De moi-même, jamais je ne me serais déplacée à Cannes sans une bonne raison, c’est-à-dire un film à défendre. Pourtant je suis très heureuse d’y être allée, sans raisons personnelles. Cela m’a permis d’observer non seulement le festival mais surtout notre place à nous, les chefs opérateurs, au sein de ce festival. Je remercie tous les membres de l’AFC car c’est grâce à notre association que j’ai eu l’opportunité de m’y rendre. Sainte Nathalie a réussi à me trouver plein d’invitations pour les séances de la salle Lumière. Elle s’est occupée de mon accréditation. Elle m’a trouvé une chambre d’hôtel offerte par Kodak. Bref, elle m’a ouvert les marches du palais.
En montant ces fameuses marches, j’ai ressenti que nous avions une place à prendre dans ce lieu, nous, les directeurs de la photographie.
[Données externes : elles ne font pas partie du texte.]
PR #13, opened 2016-05-17
RunTask failures

rclark:
When the watcher makes a `runTask` request, the ECS API will respond with a "failure" if there are insufficient resources available in the cluster to run the requested task.

For example, if you've requested to run a task with 1024GB RAM but all of the cluster's RAM is already reserved, the response to the `runTask` request will include a message `RESOURCE:MEMORY`.

What I've done here so far is to:

- adjust the system to return messages to SQS if they were received, and then a task failed to run
- adjust the `tasks.outcome.noop` to return messages immediately, with no visibility timeout, even if the env specifies a desire for exponential backoff. Backoff will only apply to messages returned to the queue as a result of a task that ran and failed, not one that failed to run.

The problem here is that exponential backoff is calculated based on the number of times a message has been received. If messages are being received and dropped back to SQS as a no-op due to resource limitations, then once they are actually processed, if they fail, they may get a far too large timeout applied to them.

### DIFF
--- a/index.js
+++ b/index.js
@@ -8,5 +8,6 @@ module.exports = {
   notifications: require('./lib/notifications'),
   messages: require('./lib/messages'),
   tasks: require('./lib/tasks'),
-  template: require('./lib/template')
+  template: require('./lib/template'),
+  resources: require('./lib/resources')
 };
--- a/lib/main.js
+++ b/lib/main.js
@@ -114,7 +114,7 @@ module.exports = function(config) {
           tasks.run(env, function(err) {
             if (!err) return next();
 
-            log.error(err);
+            log.warn(err.message);
 
             messages.complete({
               reason: err.message,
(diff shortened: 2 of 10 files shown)


rclark:
In the end, the outcome of this PR is:

- adds `lib/resources.js` to handle resource tracking. On creation, a resources object makes a describeTaskDefinition request to find the required resources for the task to be run. It also begins polling the cluster every 60s to get the ARNs of EC2s in the cluster.

- on each loop, after dealing with messages for any completed tasks, makes a describeContainerInstances request for the current set of EC2s. This provides the resources currently available on each EC2.

- then, tries to determine the number of tasks that there are adequate resources to run. If this is > 0, then SQS is polled and the process continues. If there are inadequate resources, the loop restarts.

- if a runTask operation still encounters a failure due to lack of memory resources, the runTask operation is retried every 5s until it gets placed. Any other failure results in the message being returned to the queue immediately.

Depuis que je suis à l’AFC, je vous ai presque tous rencontrés et je trouve dommage de ne pas faire partager à un plus grand nombre vos qualités artistiques.
Comment ? Je ne sais pas. Si notre présence au festival y est importante, notre parole le serait aussi. Nos partenaires Kodak et Fuji nous soutiennent déjà énormément.
Grâce à eux j’ai pu rencontrer d’autres directeurs de la photographie, comme Laurent Brunet. Il présentait deux films Zone libre d’Amos Gitaï et La Petite Jérusalem. J’avais déjà vu son travail dans Mon trésor, film primé l’année dernière à la Caméra d’Or. C’était passionnant de l’écouter parler de son travail. Bien que Zone libre ait été un film difficile à tourner, le résultat de l’image est splendide. Le film commence avec un plan à l’épaule magnifique de 10 minutes sur Natalie Portman. Le reste du film a la grâce de l’image. Sans que cela soit explicable, les visages sont sublimés. A quoi cela tient-il ? Dans Mon trésor, j’avais déjà été impressionnée par la mise en danger du corps de l’actrice. Jamais je n’avais vu une comédienne livrer ainsi son corps à l’image. Dans Zone libre à nouveau, les comédiennes se donnent complètement. Est-ce un hasard ?

Je pense qu’il serait très enrichissant d’organiser une réflexion entre nous pour développer un langage adapté à l’aspect artistique de notre travail.
« La place de l’image est fondamentale dans un film, elle devrait l’être à Cannes », auteur anonyme du XXIème siècle.